DESCRIPTION OF THE TASK :: Check each line of the entries below for the word "interpolated", then report how many have it, with no other words.

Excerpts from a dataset
PR #76, opened 2015-05-27
Porting appium adb 

moizjv:
- Adding gulp, babel and friends
- Adding new ADB class.
- Dividing ADB class methods in to another file. 
- Adding specs and many skips will remove skip as I continue implementing API.


lib/adb.js
```diff
@@ -1,1700 +1,59 @@
...
+   return await adb.getAdbWithCorrectAdbPath();
+ }
+
+}
+
+for (let [mthds, fn] of _.pairs(methods)) {
+  ADB.prototype[mthds] = fn;
+}
+
+export { ADB };
```
sebv: `export default ADB;`

lib/adb.js
```diff
@@ -1,1700 +1,59 @@
...
+   if (!this.javaVersion || parseFloat(this.javaVersion) < 1.7) {
+     this.jars["appium_apk_tools.jar"] = path.resolve(__dirname, '../jars', "appium_apk_tools_1.6.jar");
+   }
+ }
+
+ async createADB (opts) {
+   let adb = new ADB(opts);
+   return await adb.getAdbWithCorrectAdbPath();
+ }
+
```
moizjv: this should go too.

sebv:
Generally when there is just one thing to export, and it is not  confusing, it is better to stick with default export, could also declare one default and one named.

lib/tools/adb-commands.js
```diff
@@ -0,0 +1,34 @@
...
+    this.binaries.aapt = await this.sysCallsHelper.getSdkBinaryPath("aapt");
+    return true;
+  } catch (e) {
+    // TODO log
+    return false;
+  }
+
+};
+
+methods.isZiAlignPresent = async function() {
```
sebv: Missing `p`.

lib/adb.js
```diff
@@ -1,1700 +1,59 @@
...
+import { SystemCallsHelper } from './helpers/system-calls.js';
+import methods from './tools/index.js';
+
+class ADB {
+
+ constructor (opts = {}) {
+   if (typeof opts.sdkRoot === "undefined") {
+     opts.sdkRoot = process.env.ANDROID_HOME || '';
+   }
+   this.sdkRoot = opts.sdkRoot;
```
jlipps: instead of this list of assignments, could we also do:

```js
Object.assign(this, opts);
```

?

package.json
```diff
@@ -2,9 +2,11 @@
   "name": "appium-adb",
   "version": "1.7.5",
   "description": "appium-adb",
-  "main": "lib/main.js",
+  "main": "./build/index.js",
   "scripts": {
-    "test": "./node_modules/.bin/mocha test/unit/*-specs.js"
+    "prepublish": "./node_modules/.bin/gulp prepublish",
```
sebv: I was wrong with this `./node_modules/.bin` thing, npm already adds it to the path so `gulp prepublish` is the right way.

lib/adb.js
```diff
@@ -1,1700 +1,59 @@
...
+     this.adb.defaultArgs.push("-P", opts.remoteAdbPort);
+   }
+   this.curDeviceId = null;
+   this.emulatorPort = null;
+   this.logcat = null;
+   this.binaries = {};
+   this.instrumentProc = null;
+   this.javaVersion = opts.javaVersion;
+   this.suppressKillServer = opts.suppressAdbKillServer;
+   this.sysCallsHelper = new SystemCallsHelper(this.sdkRoot);
```
jlipps: i'd call this `this.sysCalls` to save space

lib/adb.js
```diff
@@ -1,1700 +1,59 @@
...
+   this.jars = {};
```
jlipps: to keep this constructor from getting too long, i'd move the jar logic into its own function `initJars()` and simply call it from here

lib/adb.js
```diff
@@ -1,1700 +1,59 @@
...
+     this.jars[jarName] = path.resolve(__dirname, '../jars', jarName);
+   }
+   if (!this.javaVersion || parseFloat(this.javaVersion) < 1.7) {
+     this.jars["appium_apk_tools.jar"] = path.resolve(__dirname, '../jars', "appium_apk_tools_1.6.jar");
+   }
+ }
+
+ async createADB (opts) {
+   let adb = new ADB(opts);
+   return await adb.getAdbWithCorrectAdbPath();
```
jlipps: no need to `return await`

lib/helpers/helpers.js
```diff
@@ -0,0 +1,48 @@
+import fs from 'fs';
+import path from 'path';
+import os from 'os';
+import _ from 'lodash';
+import { exec } from 'teen_process';
+import B from 'bluebird';
+
+const isWindows = (os.type() === 'Windows_NT');
+const _fs = {
```
jlipps: would rather this be the other way around. i.e:

```js
import _fs from 'fs';
...
const fs = {
...
}
```

lib/helpers/helpers.js
```diff
@@ -0,0 +1,48 @@
...
+};
+
+async function getDirectories (rootPath) {
+  let files = await _fs.readdir(rootPath);
+  let dirs = [];
+  for (let file of files) {
+    let pathString = path.resolve(rootPath, file);
+    if ((await _fs.lstat(pathString)).isDirectory()) dirs.push(file);
+  }
+  // It is not a clean way to sort it, but in this case would work fine because we have numerics and alphanumeric
```
jlipps: looks like the comment needs to be broken up into more lines, seems longer than 80 chars

lib/helpers/helpers.js
```diff
@@ -0,0 +1,48 @@
...
+  lstat: B.promisify(fs.lstat),
+  readdir: B.promisify(fs.readdir)
+};
+
+async function getDirectories (rootPath) {
+  let files = await _fs.readdir(rootPath);
+  let dirs = [];
+  for (let file of files) {
+    let pathString = path.resolve(rootPath, file);
+    if ((await _fs.lstat(pathString)).isDirectory()) dirs.push(file);
```
jlipps: i don't like one-line ifs. can we do:

```
let stat = await fs.lstat(pathString);
if (stat.isDirectory()) {
  dirs.push(file);
}
```

lib/helpers/system-calls.js
```diff
@@ -0,0 +1,65 @@
...
+      }
+      for (let loc of binaryLocs) {
+        let util = support.util;
+        let flag = await util.fileExists(loc);
+        if (flag) binaryLoc = loc;
+      }
+      if (binaryLoc === null) {
+        throw new Error("Could not find " + binary + " in tools, platform-tools, " +
+                     "or supported build-tools under \"" + this.sdkRoot + "\"; " +
+                     "do you have the Android SDK installed at this location?");
```
imurchie: These errors can be interpolated strings.

lib/tools/android-manifest.js
```diff
@@ -0,0 +1,81 @@
+import { prettyExec } from '../helpers/helpers.js';
+
+let manifestMethods = {};
+
+// android:process= may be defined in AndroidManifest.xml
+// http://developer.android.com/reference/android/R.attr.html#process
+// note that the process name when used with ps must be truncated to the last 15 chars
+// ps -c com.example.android.apis becomes ps -c le.android.apis
+manifestMethods.processFromManifest = async function (localApk) {
+  if(await this.isAaptPresent()) {
```
imurchie: Space after `if`.

test/adb-specs.js
```diff
@@ -0,0 +1,123 @@
...
+const should = chai.should();
+chai.use(chaiAsPromised);
+
+describe('ADB', () => {
+  it('should correctly return adb if present', async () => {
+    let adb = new ADB();
+    let temp = await adb.createADB();
+    should.exist(temp.path);
+  });
+  it('should correctly return adb if present ANDROID_HOME is not present', async () => {
```
imurchie: `and ANDROID_HOME is not present`?

moizjv: get its from the system path

imurchie: The message is ungrammatical, that is all. I _think_ there needs to be an `and`.

moizjv: oops yeah my bad .... thanks for pointing that out, my brain is reading english like code with no emphasis on grammer :p

lib/helpers/helpers.js
```diff
@@ -0,0 +1,48 @@
...
+    s = s.replace(/"/g, '\\"');
+    return '"' + s + '"';
+  }
+  return s;
+}
+
+async function prettyExec (/*cmd, args, opts, cb*/...vargs) {
+  let cmdOpts = vargs[2] || {};
+  delete cmdOpts.wrapArgs;
+  if (_.isEmpty(cmdOpts)) cmdOpts = undefined;
```
jlipps: let's always set to `null` instead of `undefined`

```js
if (_.isEmpty(cmdOpts)) {
  cmdOpts = null;
}
```

lib/helpers/system-calls.js
```diff
@@ -0,0 +1,65 @@
...
+import { getDirectories, prettyExec, isWindows } from './helpers';
+
+class SystemCallsHelper {
+
+  constructor (sdkRoot) {
+    this.sdkRoot = sdkRoot;
+  }
+
+  async getSdkBinaryPath (binary) {
+    log.info("Checking whether " + binary + " is present");
```
jlipps:
```js
log.info(`Checking whether ${binary} is present`);
```

package.json
moizjv: so we don't need it ?

lib/helpers/system-calls.js
```diff
@@ -0,0 +1,65 @@
...
+      }
+      binaryLoc = binaryLoc.trim();
+      log.info("Using " + binary + " from " + binaryLoc);
+      return binaryLoc;
+    } else {
+      log.warn("The ANDROID_HOME environment variable is not set to the Android SDK root directory path. " +
+                  "ANDROID_HOME is required for compatibility with SDK 23+. Checking along PATH for " + binary + ".");
+      try {
+        let {stdout} = await prettyExec(cmd, [binary], { maxBuffer: 524288 });
+        log.info("Using " + binary + " from " + stdout);
```
jlipps: use string interpolation here

lib/helpers/system-calls.js
```diff
@@ -0,0 +1,65 @@
...
+import support from 'appium-support';
+import { getDirectories, prettyExec, isWindows } from './helpers';
+
+class SystemCallsHelper {
+
+  constructor (sdkRoot) {
+    this.sdkRoot = sdkRoot;
+  }
+
+  async getSdkBinaryPath (binary) {
```
jlipps: this function is really long. can we break the conditional blocks out into their own helper functions?

lib/helpers/system-calls.js
```diff
@@ -0,0 +1,65 @@
...
+      if (binaryLoc === null) {
+        throw new Error("Could not find " + binary + " in tools, platform-tools, " +
+                     "or supported build-tools under \"" + this.sdkRoot + "\"; " +
+                     "do you have the Android SDK installed at this location?");
+      }
+      binaryLoc = binaryLoc.trim();
+      log.info("Using " + binary + " from " + binaryLoc);
+      return binaryLoc;
+    } else {
+      log.warn("The ANDROID_HOME environment variable is not set to the Android SDK root directory path. " +
```
jlipps: line length and breaking seem off here

lib/helpers/system-calls.js
```diff
@@ -0,0 +1,65 @@
...
+                  "ANDROID_HOME is required for compatibility with SDK 23+. Checking along PATH for " + binary + ".");
+      try {
+        let {stdout} = await prettyExec(cmd, [binary], { maxBuffer: 524288 });
+        log.info("Using " + binary + " from " + stdout);
+        binaryLoc = '"' + stdout.trim() + '"';
+        return binaryLoc;
+      } catch(e) {
+        throw Error("Could not find " + binary + ". Please set the ANDROID_HOME " +
```
jlipps: `throw new Error`

lib/tools/adb-commands.js
```diff
@@ -0,0 +1,34 @@
+let methods = {};
+
+methods.getAdbWithCorrectAdbPath = async function () {
+  try {
+    this.adb.path = await this.sysCallsHelper.getSdkBinaryPath("adb");
+    this.binaries.adb = this.adb.path;
+  } catch (err) {
+    return err;
```
jlipps: this is a very strange pattern. should probably catch inside whoever's calling this method instead

lib/tools/android-manifest.js
```diff
@@ -0,0 +1,81 @@
...
+    //  logger.debug("Retrieving process from manifest.");
+    try {
+      let {stdout} = await prettyExec(this.binaries.aapt, ['dump', 'xmltree', localApk, 'AndroidManifest.xml'],
```
jlipps: no need for max buffer if prettyExec uses teen_process.exec under the hood

jlipps: take this array and make it its own variable so this line is shorter, i.e.:

```js
let args = ['dump', 'xmltree', localApk, 'AndroidManifest.xml'];
let {stdout} = await prettyExec(this.binaries.aapt, args);
```

package.json
sebv: nope, just `gulp prepublish`, same for other scripts.

lib/tools/android-manifest.js
```diff
@@ -0,0 +1,81 @@
...
+                 { maxBuffer: 524288 });
+      let result = null;
+      let lines = stdout.split("\n");
+      let applicationRegex = new RegExp(/\s+E: application \(line=\d+\).*/);
+      let applicationFound = false;
+      let attributeRegex = new RegExp(/\s+A: .+/);
+      let processRegex = new RegExp(/\s+A: android:process\(0x01010011\)="([^"]+).*"/);
+      for (let i = 0; i < lines.length; i++) {
```
jlipps: since we don't use the index here, this should be:

```js
for (let line of lines) {
```

lib/tools/android-manifest.js
jlipps: rather than making this a conditional, this could just be an assertion function. it saves us space and from having to use a conditional to throw the error. like:

```js
await this.assertAaaptPresent(); 
```

And that line will throw the error without needing a conditional

lib/tools/android-manifest.js
```diff
@@ -0,0 +1,81 @@
...
+    } catch (e) {
+      throw new Error("processFromManifest failed. " + e);
+    }
+  } else {
+    throw new Error("Could not find aapt");
+  }
+};
+
+manifestMethods.packageAndLaunchActivityFromManifest = async function (localApk) {
+  if(await this.isAaptPresent()) {
```
jlipps: same thing here about aapt assertion

lib/tools/android-manifest.js
```diff
@@ -0,0 +1,81 @@
...
+    //logger.debug("Extracting package and launch activity from manifest.");
+    try {
+      let {stdout} = await prettyExec(this.binaries.aapt, ['dump', 'badging', localApk], { maxBuffer: 524288 });
```
jlipps: same thing about maxBuffer and args (if they break the line)

lib/tools/android-manifest.js
```diff
@@ -0,0 +1,81 @@
...
+      } else {
+        apkPackage = null;
+      }
+      let apkActivity = new RegExp(/launchable-activity: name='([^']+)'/g).exec(stdout);
+      if (apkActivity && apkActivity.length >= 2) {
+        apkActivity = apkActivity[1];
+      } else {
+        apkActivity = null;
+      }
+      //logger.debug("badging package: " + apkPackage);
```
jlipps: let's remove commented code

test/adb-specs.js
jlipps: looks like there's an extra 'present' here

moizjv:
Done :)

lib/adb.js
```diff
@@ -1,1700 +1,66 @@
...
+
+ initJars () {
+   let tempJars = ['move_manifest.jar', 'sign.jar', 'appium_apk_tools.jar',
+                   'unsign.jar', 'verify.jar'];
+   for (let jarName of tempJars) {
+     this.jars[jarName] = path.resolve(__dirname, '../jars', jarName);
+   }
+   if (!this.javaVersion || parseFloat(this.javaVersion) < 1.7) {
+     this.jars["appium_apk_tools.jar"] = path.resolve(__dirname,
+                                                      '../jars',
```
jlipps: why mix quote styles here?

lib/adb.js
```diff
@@ -1,1700 +1,66 @@
...
+   }
+ }
+
+ async createADB (opts) {
+   let adb = new ADB(opts);
+   return adb.getAdbWithCorrectAdbPath();
+ }
+}
+
+for (let [mthds, fn] of _.pairs(methods)) {
```
jlipps: it's not really `mthds` it's more like `mthd`, which is ambiguous because it could be the function itself. what about `name`? or `fnName` since you're using `fn`?

lib/tools/android-manifest.js
```diff
@@ -0,0 +1,77 @@
...
+          if (result.length > 15) {
+            result = result.substr(result.length - 15);
+          }
+          break;
+        }
+      }
+    }
+    return result;
+  } catch (e) {
+    throw new Error("processFromManifest failed. " + e);
```
jlipps: interpolated string here please! Also I'd prefer for this to be something like:

```js
throw new Error(`processFromManifest failed. Original error: ${e.message}`);
```

lib/tools/android-manifest.js
```diff
@@ -0,0 +1,77 @@
...
+    } else {
+      apkPackage = null;
+    }
+    let apkActivity = new RegExp(/launchable-activity: name='([^']+)'/g).exec(stdout);
+    if (apkActivity && apkActivity.length >= 2) {
+      apkActivity = apkActivity[1];
+    } else {
+      apkActivity = null;
+    }
+    log.debug("badging package: " + apkPackage);
```
jlipps: interpolate here, next line, and a few lines down

lib/tools/system-calls.js
```diff
@@ -0,0 +1,77 @@
...
+  binaryLoc = binaryLoc.trim();
+  log.info(`Using ${binaryName} from ${binaryLoc}`);
+  return binaryLoc;
+};
+
+systemCallMethods.getBinaryFromPath = async function(binaryName) {
+  let binaryLoc = null;
+  let cmd = this.getCommandForOS(binaryName);
+  try {
+    let {stdout} = await prettyExec(cmd, [binaryName], { maxBuffer: 524288 });
```
jlipps: no need for maxBuffer

lib/tools/system-calls.js
```diff
@@ -0,0 +1,77 @@
...
+    log.info(`Using ${binaryName} from ${stdout}`);
+    binaryLoc = '"' + stdout.trim() + '"';
```
jlipps: I don't think we need to wrap this in spaces anymore since teen_process will take care of it. But we should have tests with and without spaces in binary paths

lib/tools/system-calls.js
```diff
@@ -0,0 +1,77 @@
...
+    return binaryLoc;
+  } catch(e) {
+    throw new Error(`Could not find ${binaryName} Please set the ANDROID_HOME ` +
+                `environment variable with the Android SDK root directory path.`);
```
jlipps: this line should be 4 spaces to the right

test/android-manifest-specs.js
```diff
@@ -0,0 +1,24 @@
+import chai from 'chai';
+import chaiAsPromised from 'chai-as-promised';
+import 'mochawait';
+import ADB from '../lib/adb.js';
+
+//const should = chai.should();
```
jlipps: if we're not using this, let's comment it out

lib/adb.js
```diff
@@ -1,1700 +1,66 @@
...
-    );
-  }.bind(this));
-};
-
-ADB.getAdbServerPort = function () {
-  return process.env.ANDROID_ADB_SERVER_PORT || 5037;
-};
-
-module.exports = ADB;
+// transpile:mocha
```
imurchie: Do we need this?

lib/adb.js
```diff
@@ -1,1700 +1,66 @@
...
+import path from 'path';
+import methods from './tools/index.js';
+
+class ADB {
+
+ constructor (opts = {}) {
+   if (typeof opts.sdkRoot === "undefined") {
+     opts.sdkRoot = process.env.ANDROID_HOME || '';
+   }
+   const defaults = {
```
imurchie: Do we have a set style for these sorts of constants? I myself would prefer it to be in the root scope of the module, as something like `const DEFAULT_OPTS = {...}`, so it is visible as what it is. A constant in function scope seems... odd.

lib/helpers.js
```diff
@@ -1,158 +1,42 @@
...
-    } else {
-      cb("Zip archive was not found.", false);
+import _fs from 'fs';
+import path from 'path';
+import os from 'os';
+import _ from 'lodash';
+import { exec } from 'teen_process';
+import B from 'bluebird';
+
+const isWindows = (os.type() === 'Windows_NT');
```
imurchie: https://github.com/appium/appium-support/blob/master/lib/system.js#L6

SOLUTION TO THIS TASK :: 2